3. Verify Installation:
flex --version
gcc –version
4. Set Environment Variables if required for gcc and flex.
Basic Lex Program:
File: Program1.l
%{
#include <stdio.h>
%}
%%
[0-9]+ { printf("%s is NUM\n", yytext); }
\n { /* skip newline */ }
[^0-9\n]+ { printf("%s is invalid token\n", yytext); }
%%
int yywrap() {
return 1;
}
int main() {
yylex();
return 0;
}
Execution Steps:
1. Create a file Program1.l with the above code.

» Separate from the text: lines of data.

Issue #202, opened 2026-05-01
Carry-forward labels — Step 2c: triggers (upgrade, namespace move, parent label propagation)


rmorlok:
Sub-task of #194. Was part of #196; split out for reviewability. Depends on the sub-issues covering 2a and 2b.

## Goals
Keep materialized \`apxy/\` labels in sync when the parent resource changes after a child has already been created. This covers four mutation paths:

1. **Connection upgrade to a new connector version** — when a connection's pointed-at connector version changes, recompute the connection's \`apxy/cxr/*\` labels from the new version. Preserve user labels and \`apxy/cxn/*\` self labels.
2. **Namespace move on any resource** — when a connection / actor / encryption-key / connector-version is moved to a new namespace, update its \`apxy/<self>/-/ns\` and recompute its \`apxy/ns/*\` from the new namespace.
3. **Namespace user-label change** — when a namespace's user labels change (Update / Put / Delete), recompute \`apxy/ns/*\` on:
   - all child resources within that namespace, AND
   - all descendant namespaces (recursively, since they materialized the chain).
4. **Connector version user-label change** — when a connector version's user labels change, recompute \`apxy/cxr/*\` on every connection currently pointing at that connector version.

(Note: \`ConnectorVersion\` is documented as \"immutable\" in the existing data model in the sense that a new version is created for substantive changes. However, label-only updates on a head version may exist; if not, this trigger is a no-op and can be omitted with a clear comment.)

## Implementation notes
- Add helpers like \`refreshConnectionApxyLabels(ctx, tx, connId)\` and \`refreshNamespaceApxyChain(ctx, tx, nsPath)\` that re-derive the \`apxy/\` portion and write it back via \`replaceUserLabelsInTableTx\`-equivalent (preserving the user portion).
- Namespace label change propagation will be the largest pass — likely paginated to avoid huge transactions. Consider running it asynchronously via the existing asynq queue if more than N descendant rows; otherwise inline transaction. Document the chosen threshold.
- All triggers must hold the row-level invariants from 2a (no key stomping across user/system portions).

## Out of scope
- Daily consistency checker (#198) — that catches drift if any of these triggers misfire.
- Backfill migration for resources created before 2a / 2b landed — separate concern; can be done in #198's PR or as a one-shot script.

## Acceptance criteria
- [ ] Connection-upgrade test: create connection v1, change its connector_version_id (or version pointer), verify \`apxy/cxr/*\` reflects the new version's user labels and the user labels are preserved.
[...]

Issue #201, opened 2026-05-01
Carry-forward labels — Step 2b: parent carry-forward on resource create


rmorlok:
Sub-task of #194. Was part of #196; split out for reviewability. Depends on the sub-issue covering 2a (endpoint preservation + self-implicit on create).

## Goals
On resource create, materialize the *parent's* carry-forward labels into the new resource's \`labels\` column, in addition to the self-implicit labels from 2a.

## Carry-forward graph (per #194 + nested-namespace clarification on #196)
- **Namespace**: parent = parent namespace (walked via \`SplitNamespacePathToPrefixes\`). The immediate parent's labels are loaded; their user portion is re-keyed as \`apxy/ns/<k>\`, their \`apxy/\` portion is forwarded as-is. Because each namespace already stored its parent's chain at create time, this naturally yields the full ancestor chain with deeper-overrides-shallower.
- **ConnectorVersion**: parent = its namespace. Same rule as above.
- **Connection**: parents = its connector version + its namespace. Take connector version's full \`labels\` → re-key user portion as \`apxy/cxr/<k>\`, forward \`apxy/\` portion as-is. Take namespace's labels → re-key user portion as \`apxy/ns/<k>\`, forward \`apxy/\` portion as-is. Self-implicit \`apxy/cxn/-/id\`, \`apxy/cxn/-/ns\` overrides parent pass-throughs on key collisions.
- **Actor**: parent = its namespace. Same rule.
- **EncryptionKey**: parent = its namespace. Same rule.

## Implementation notes
- Add a service-level helper \`computeParentApxyLabelsForX(ctx, tx, parents...) (Labels, error)\` per resource type, or one generic helper that takes a list of (parentRt, parentLabels) pairs. The latter is cleaner — the resource-specific create path just loads its parent rows and feeds them in.
- Hook into create paths inside the transaction so the parent read and the child insert are atomic.
- Existing helper \`BuildCarriedLabels(parentRt, parentLabels)\` (#195) does the re-keying; just merge the result into the child's \`labels\` before insert.
- Order of merge for child's stored labels: \`parentCarriedNamespace ∪ parentCarriedConnectorVersion ∪ selfImplicit ∪ userLabels\`, with self-implicit and user labels winning over pass-throughs of the same key.

## Acceptance criteria
[...]

Issue #198, opened 2026-05-01
Carry-forward labels — Step 4: daily consistency checker


rmorlok:
Sub-task of #194. Depends on #196.

## Goals
- Daily background task that walks every labelled resource and reconciles drift in the materialized `apxy/` labels.
- Defense-in-depth against bugs or skipped triggers in #196.

## Scope
- New task in `internal/database` that, for each labelled resource type (`ConnectorVersion`, `Connection`, `Namespace`, `Actor`, `EncryptionKey`):
  1. Pages through rows in batches.
  2. Recomputes expected `apxy/` labels from the resource's current `id`, `namespace`, and parent rows.
  3. If actual ≠ expected, writes the corrected set and emits a structured log entry.
- Rate-limit so the checker doesn't hammer the database — implementation can use a simple per-batch sleep/throttle. Default cadence: daily.
- Surface metrics: rows scanned, drift count by resource type and by label key class (`-/id`, `-/ns`, carried user label).

## Out of scope
- Backfilling labels for resources created before #196 lands — handled by a one-shot migration in #196's PR (or a follow-up PR).
- Repairing user label drift — only `apxy/`-prefixed keys are reconciled; user labels are authoritative.

## Acceptance criteria
- [ ] Task registered with a daily schedule.
- [ ] Rate-limiting in place (configurable batch size and inter-batch delay).
- [ ] Test: seed a row with stale `apxy/<self>/-/ns`, run one pass, confirm it is corrected.
- [ ] Test: seed a connection whose connector's user labels have diverged from its `apxy/cxr/<k>` materialization, confirm it is corrected.
- [ ] Logs / metrics emitted as specified.

Issue #196, opened 2026-05-01
Carry-forward labels — Step 2: materialize carry-forward on resources


rmorlok:
Sub-task of #194. Depends on #195.

## Goals
- Materialize implicit `-/id` and `-/ns` labels and parent carry-forward labels on each resource's `labels` column.
- Update `GetLabels()` to return the merged set without breaking existing user-label semantics in storage.
- Ensure user-supplied label writes never stomp on `apxy/` keys; internal writes never stomp on user keys.

## Affected resources (have `labels` columns)
`ConnectorVersion`, `Connection`, `Namespace`, `Actor`, `EncryptionKey`. `OAuth2Token` is intentionally excluded (no labels column, do not add one).

## Carry-forward graph
- **Self-implicit** on every labelled resource: `apxy/<rt>/-/id`, `apxy/<rt>/-/ns`.
- **ConnectorVersion**: parent is `Namespace` → `apxy/ns/<k>` for each user label on the namespace + namespace's `-/id`/`-/ns` re-keyed under `apxy/ns/...`.
- **Connection**: parents are `ConnectorVersion` + `Namespace` → `apxy/cxr/<k>` and `apxy/cxr/-/...` from connector version (which already includes `apxy/ns/...` due to its own carry-forward) + own `apxy/ns/...` from connection's namespace.
- **Actor**: parent is `Namespace` → `apxy/ns/...`.
- **EncryptionKey**: parent is `Namespace` → `apxy/ns/...`.

## Materialization triggers
- Resource create — compute parent + self labels, persist alongside user labels.
- Connection upgrade to a new connector version — recompute `apxy/cxr/*`, replacing prior entries; keep user labels and own `apxy/cxn/...`.
- Namespace move on any resource — update own `apxy/<self>/-/ns`, recompute `apxy/ns/...` from the new namespace, recompute downstream resources accordingly.
- Namespace user-label change — recompute `apxy/ns/...` on every resource within (and below — see open question below) that namespace.
- Connector-version user-label change (only the head version a connection points at) — recompute `apxy/cxr/...` on every connection of that connector. Note: connector versions are immutable, so the only change vector is *which* version a connection points at.

## API guard
- `PutXLabels` / `UpdateXLabels` / `DeleteXLabels` mutate only the user-key portion. They preserve all `apxy/`-prefixed keys.
- User-input validation (from #195) rejects any `apxy/`-prefixed key in the request payload.

## `GetLabels()` semantics
[...]

PR #203, opened 2026-05-01
Carry-forward labels — Step 2a: self-implicit labels on create + endpoint preservation (#200)

### LINKED ISSUE #200: Carry-forward labels — Step 2a: endpoint preservation + self-implicit labels on create
Sub-task of #194. Was part of #196; split out for reviewability.

## Goals
1. **Defend \`apxy/\` keys at user-input boundaries.** \`UpdateXLabels\` / \`PutXLabels\` / \`DeleteXLabels\` must never insert, modify, or remove \`apxy/\`-prefixed keys. The \`apxy/\` portion of the stored set is always preserved verbatim across user-driven label writes.
2. **Materialize self-implicit labels on every resource create.** Each labelled resource (\`ConnectorVersion\`, \`Connection\`, \`Namespace\`, \`Actor\`, \`EncryptionKey\`) gets \`apxy/<rt>/-/id\` and \`apxy/<rt>/-/ns\` written into its \`labels\` column at create time, where \`<rt>\` is the resource's apid prefix without the trailing underscore.
3. **Relax label-value max length for \`apxy/.../-/ns\` system keys.** Namespace paths can exceed 63 chars; the user-facing \`ValidateLabelValue\` cap stays at 63, but the system-mode validator (used for stored \`apxy/\` values) accepts longer values up to a larger system-only cap (proposed: 253, matching the prefix cap).

## Out of scope
- Parent carry-forward on create (sub-issue 2b — to be filed).
- Triggers: connection upgrade, namespace move, parent label-change propagation (sub-issue 2c — to be filed).

## Implementation notes
- Add helpers in \`labels.go\`: \`SplitUserAndApxyLabels(Labels) (user, apxy Labels)\` and \`MergeApxyAndUserLabels(user, apxy Labels) Labels\`. Apxy and user keys are disjoint by prefix so merge never collides.
- Add a tx helper \`replaceUserLabelsInTableTx\` (or inline equivalent) that reads the current row's labels, extracts the \`apxy/\` portion, and writes back \`apxy/\` ∪ new-user-labels. Used by \`UpdateXLabels\`.
- For \`DeleteXLabels\`, key validation already rejects \`apxy/\` (#195). The actual deletion in \`deleteLabelsInTableTx\` then naturally only touches user keys.
- For create paths (\`CreateConnection\`, \`createNamespace\`/\`CreateNamespace\`, \`CreateConnectorVersion\`, \`CreateActor\`, \`CreateEncryptionKey\`): before insert, call \`BuildImplicitIdentifierLabels(c.Id, c.Namespace)\` and merge into \`c.Labels\` (or equivalent path field for namespaces).
- \`GetLabels()\` keeps returning the stored map verbatim (already includes any \`apxy/\` keys after this change).
- For the value-length relaxation: introduce a parallel \`validateApxyLabelValue\` (or a system-mode flag on \`ValidateLabelValue\`) — applied only when validating values whose key starts with \`apxy/\` AND the call site is the system-mode validator (\`ValidateLabels\`, \`Labels.Validate()\`). User-input validators continue to use the 63-char cap regardless.

## Acceptance criteria
- [ ] \`UpdateConnectionLabels\` / \`PutConnectionLabels\` / \`DeleteConnectionLabels\` test: row pre-populated with \`{apxy/cxr/-/id, user_key}\`, user calls \`Update\` with \`{user_key2}\` — final state contains both \`apxy/cxr/-/id\` and \`user_key2\`, and no \`user_key\`.
- [ ] Same test for the actor / namespace / encryption-key equivalents.
- [ ] Create test for each resource type: after \`CreateX\`, the row's \`labels\` contains \`apxy/<rt>/-/id == <id>\` and \`apxy/<rt>/-/ns == <ns_path>\`.
- [ ] Validation test: \`ValidateLabels\` accepts \`apxy/cxn/-/ns: root.foo.bar.baz.qux.quux.corge.grault.garply.waldo.fred.plugh\` (>63 chars) when the value is keyed under \`apxy/\`, but \`ValidateLabelValue\` (user mode) still rejects the same string.
- [ ] \`GetLabels()\` on a resource returns the merged set including any \`apxy/\` keys.
- [ ] \`./scripts/preflight.sh\` passes; \`go test ./...\` passes.

rmorlok:
Closes #200. First slice of #196's split (sub-issues #200 / #201 / #202).

## Summary
After this change, every newly-created labelled resource persists \`apxy/<rt>/-/id\` and \`apxy/<rt>/-/ns\` into its \`labels\` column at create time, and user-driven label writes can no longer overwrite or drop those system-managed keys.

### Scope
- **Self-implicit on create.** \`CreateConnection\`, \`CreateNamespace\`, \`CreateEncryptionKey\`, \`CreateActor\` (insert), \`UpsertActor\` (insert and update), and \`UpsertConnectorVersion\` (insert and update) now inject \`apxy/<rt>/-/id\` and \`apxy/<rt>/-/ns\` before write. Update paths preserve any existing \`apxy/\` entries on the row.
- **Endpoint preservation.** \`UpdateConnectionLabels\` / \`UpdateNamespaceLabels\` / \`UpdateEncryptionKeyLabels\` now use a new \`replaceUserLabelsInTableTx\` that rewrites only the user portion. \`Put\`/\`Delete\` already touch only their supplied keys (after #195's user-input validators reject \`apxy/\` keys).
- **Value-length relaxation for \`apxy/.../-/ns\`.** Added \`ApxyLabelValueMaxLength = 253\` so namespace paths fit. \`ValidateLabels\` / \`Labels.Validate\` dispatch on key prefix; user-input \`ValidateLabelValue\` still enforces the standard 63-char cap.
- **\`Actor.sameAsData\` user-only comparison.** Compares only the user portion of stored labels, so the presence of system-managed \`apxy/\` entries doesn't trigger spurious upsert updates from sources (JWT claims, sync_actors) that don't carry them.

### New helpers
- \`ApxyLabelValueMaxLength\`, \`apxyLabelValueRegex\`, \`ValidateApxyLabelValue\`.
- \`SplitUserAndApxyLabels\`, \`MergeApxyAndUserLabels\`.
- \`InjectSelfImplicitLabels\` (apid-keyed resources).
- \`NamespaceLabelToken\`, \`BuildImplicitIdentifierLabelsForToken\`, \`BuildNamespaceImplicitIdentifierLabels\`, \`InjectNamespaceSelfImplicitLabels\` (path-keyed namespace resources).
- \`replaceUserLabelsInTableTx\` (tx-level; preserves \`apxy/\` portion).

### Tests
- New unit tests covering the helpers, value-length relaxation, and self-implicit injection.
- Existing tests updated to split user vs apxy portions when asserting label content (otherwise the new system keys break assertions).

## Out of scope (will land in #201 / #202)
- Parent carry-forward on resource create (#201).
- Triggers: connection upgrade, namespace move, parent label-change propagation (#202).

## Notes for review
- Picked **option 1** for the open namespace-path-length question — relax the value cap for system-managed \`apxy/.../-/ns\` keys (253 chars), keep user-input cap at 63. Locked in via \`apxyLabelValueRegex\` and the prefix-based dispatch in \`ValidateLabels\`.
- Backfill for resources created before this PR is intentionally not done here — the daily consistency checker (#198) will handle drift across the fleet, including any pre-existing rows.

## Test plan
- [x] \`go test ./internal/database/\` — new unit tests pass; updated integration tests pass.
- [x] \`go test ./...\` — full repo passes.
- [x] \`./scripts/preflight.sh\` — passes.

### DIFF
--- a/internal/database/connector_version.go
+++ b/internal/database/connector_version.go
@@ -379,9 +379,25 @@ func (s *service) UpsertConnectorVersion(ctx context.Context, cv *ConnectorVersi
 				return errors.New("cannot modify non-draft connector")
 			}
 
+			// Preserve existing apxy/ system labels — the caller passes only
+			// the user-portion. Re-inject self-implicit labels in case the
+			// stored row predates Step 2a or namespace was somehow changed.
+			var existingLabels Labels
+			if scanErr := sqb.
+				Select("labels").
+				From(ConnectorVersionsTable).
+				Where(sq.Eq{"id": cv.Id, "version": cv.Version, "deleted_at": nil}).
+				QueryRowContext(ctx).
+				Scan(&existingLabels); scanErr != nil {
+				return scanErr
+			}
+			_, existingApxy := SplitUserAndApxyLabels(existingLabels)
+			mergedLabels := MergeApxyAndUserLabels(cv.Labels, existingApxy)
+			mergedLabels = InjectSelfImplicitLabels(cv.Id, cv.Namespace, mergedLabels)
+
 			result, err := sqb.Update(ConnectorVersionsTable).
 				Set("state", cv.State).
-				Set("labels", cv.Labels).
+				Set("labels", mergedLabels).
 				Set("annotations", cv.Annotations).
 				Set("encrypted_definition", cv.EncryptedDefinition).
 				Set("updated_at", apctx.GetClock(ctx).Now()).
@@ -420,6 +436,7 @@ func (s *service) UpsertConnectorVersion(ctx context.Context, cv *ConnectorVersi
 			}
 
 			cpy := *cv
+			cpy.Labels = InjectSelfImplicitLabels(cpy.Id, cpy.Namespace, cpy.Labels)
 			now := apctx.GetClock(ctx).Now()
 			cpy.CreatedAt = now
 			cpy.UpdatedAt = now
--- a/internal/database/connector_version.go
+++ b/internal/database/connector_version.go
@@ -379,9 +379,8 @@ func (s *service) UpsertConnectorVersion(ctx context.Context, cv *ConnectorVersi
 				return errors.New("cannot modify non-draft connector")
 			}
 
-			// Preserve existing apxy/ system labels — the caller passes only
-			// the user-portion. Re-inject self-implicit labels in case the
-			// stored row predates Step 2a or namespace was somehow changed.
+			// Preserve apxy/ system labels — the caller passes only the
+			// user portion.
 			var existingLabels Labels
 			if scanErr := sqb.
 				Select("labels").
@@ -393,7 +392,6 @@ func (s *service) UpsertConnectorVersion(ctx context.Context, cv *ConnectorVersi
 			}
 			_, existingApxy := SplitUserAndApxyLabels(existingLabels)
 			mergedLabels := MergeApxyAndUserLabels(cv.Labels, existingApxy)
-			mergedLabels = InjectSelfImplicitLabels(cv.Id, cv.Namespace, mergedLabels)
 
 			result, err := sqb.Update(ConnectorVersionsTable).
 				Set("state", cv.State).
--- a/internal/database/actor.go
+++ b/internal/database/actor.go
@@ -188,8 +188,7 @@ func (a *Actor) setFromData(d IActorData) {
 
 func (a *Actor) sameAsData(d IActorData) bool {
 	// Compare labels — only the user portion. apxy/ labels are system-managed
-	// and never appear in IActorData, so excluding them avoids spurious
-	// updates after Step 2 carry-forward materialization.
+	// and never appear in IActorData, so excluding them avoids spurious updates.
 	aUserLabels, _ := SplitUserAndApxyLabels(a.Labels)
 	dLabels := d.GetLabels()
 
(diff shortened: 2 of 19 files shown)


internal/database/connector_version.go
```diff
@@ -379,9 +379,25 @@ func (s *service) UpsertConnectorVersion(ctx context.Context, cv *ConnectorVersi
 				return errors.New("cannot modify non-draft connector")
 			}
 
+			// Preserve existing apxy/ system labels — the caller passes only
+			// the user-portion. Re-inject self-implicit labels in case the
+			// stored row predates Step 2a or namespace was somehow changed.
```
rmorlok: Step 2a refers to an implementation step. Don't put that information into the code. If you add temporary comments for WIP, cite a ticket number instead.

In this particular case, you don't need to worry about existing data. There is no live system yet so you can assume all data will be fresh.

rmorlok: Done in 09ba9d7:
- Dropped the "Step 2a" reference here and the "Step 2 carry-forward materialization" reference in `actor.go`'s `sameAsData` comment.
- Removed the self-implicit re-injection on this update path entirely. ConnectorVersion namespace is immutable (the guard at the top of `UpsertConnectorVersion`), so `apxy/cxr/-/ns` can't drift on update — only the `apxy/` portion needs to survive the user-portion replacement.
- Applied the same simplification to `UpsertActor`'s update path for consistency. If a namespace-changing upsert leaves `apxy/act/-/ns` momentarily stale, that's the namespace-move trigger's job (#202), and #198 catches anything that slips.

2. Open Command Prompt in the folder and run:
cmd
flex Program1.l
gcc lex.yy.c -o lexer.exe
lexer.exe
3. Input:
hello 123 world
Ctrl+Z + Enter
4. Output:
Word: hello
Number: 123
Word: world
Program 2:
%{
#include <stdio.h>
%}
%%
[0-9]+"."[0-9]+ { printf("FNUM "); }
[0-9]+ { printf("NUM "); }
[_a-zA-Z][_a-zA-Z0-9]* { printf("ID "); }
[-+=*/] { printf(" %c \n", yytext[0]); }
[ \t\n] { /* Ignore whitespace */ }
. { printf("UNKNOWN "); }
%%
int yywrap() { return 1; }
int main()
{
yylex(); // Call lexical analyzer
return 0;
}
Program 3:
%{
#include <stdio.h>
%}
%%
[0-9]+ { printf("%s is NUM\n", yytext); }
\n { /* skip newline */ }
[^0-9\n]+ { printf("%s is invalid token\n", yytext); }
%%
int yywrap() {
return 1;
}
int main() {
yylex();
return 0;
}
Program 4:
%{
#include <stdio.h>
%}
%%
[0-9]+ { printf("%s is NUM\n", yytext); }
\n { /* skip newline */ }
[^0-9\n]+ { printf("%s is invalid token\n", yytext); }
%%
int yywrap() {
return 1;
}
int main() {
yylex();
return 0;
}
Program 5:
%{
#include <stdio.h>
#include <stdlib.h>
#include <string.h>
// Token codes
#define LT 256
#define LE 257
#define EQ 258
#define GT 259
#define IF 260
#define THEN 261
#define ELSE 262
#define ID 263
#define NUMBER 264
#define RELOP 265
int yylval;
int install_id() {
printf("Installing identifier: %s\n", yytext);
return 1; // Just return dummy index
}
int install_num() {
printf("Installing number: %s\n", yytext);
return atoi(yytext); // Convert string to integer
}
%}
delim [ \t\n]
ws {delim}+
letter [A-Za-z]
digit [0-9]
id {letter}({letter}|{digit})*
number {digit}+(\.{digit}+)?(E[+\-]?{digit}+)?
%%
{ws} { /* Ignore whitespace */ }
if { printf("Token: IF\n"); return IF; }
then { printf("Token: THEN\n"); return THEN; }
else { printf("Token: ELSE\n"); return ELSE; }
{id} { yylval = install_id(); printf("Token: ID\n"); return ID; }
{number} { yylval = install_num(); printf("Token: NUMBER\n"); return
NUMBER; }
"<=" { yylval = LE; printf("Token: RELOP <=\n"); return RELOP; }
"<" { yylval = LT; printf("Token: RELOP <\n"); return RELOP; }
"=" { yylval = EQ; printf("Token: RELOP =\n"); return RELOP; }
">" { yylval = GT; printf("Token: RELOP >\n"); return RELOP; }
. { printf("Unrecognized: %s\n", yytext); }
%%
int yywrap() { return 1; }
int main()
{
printf("Lexical Analysis Started...\n");
int token;
while ((token = yylex()) != 0) {
// Optionally print token codes
printf("Token code: %d\n", token);
}
printf("Lexical Analysis Finished.\n");
return 0;
}
Input: if count <= 100 then result = 42 else result > 5
Result:
Successfully installed Flex and GCC, and executed a basic Lex
program to recognize words and numbers.
Conclusion:
The experiment introduced the Lexical Analyzer and demonstrated
how Lex/Flex automates token generation using patterns. It also
provided practical exposure to setting up tools, writing .l files, and
compiling them to executable format.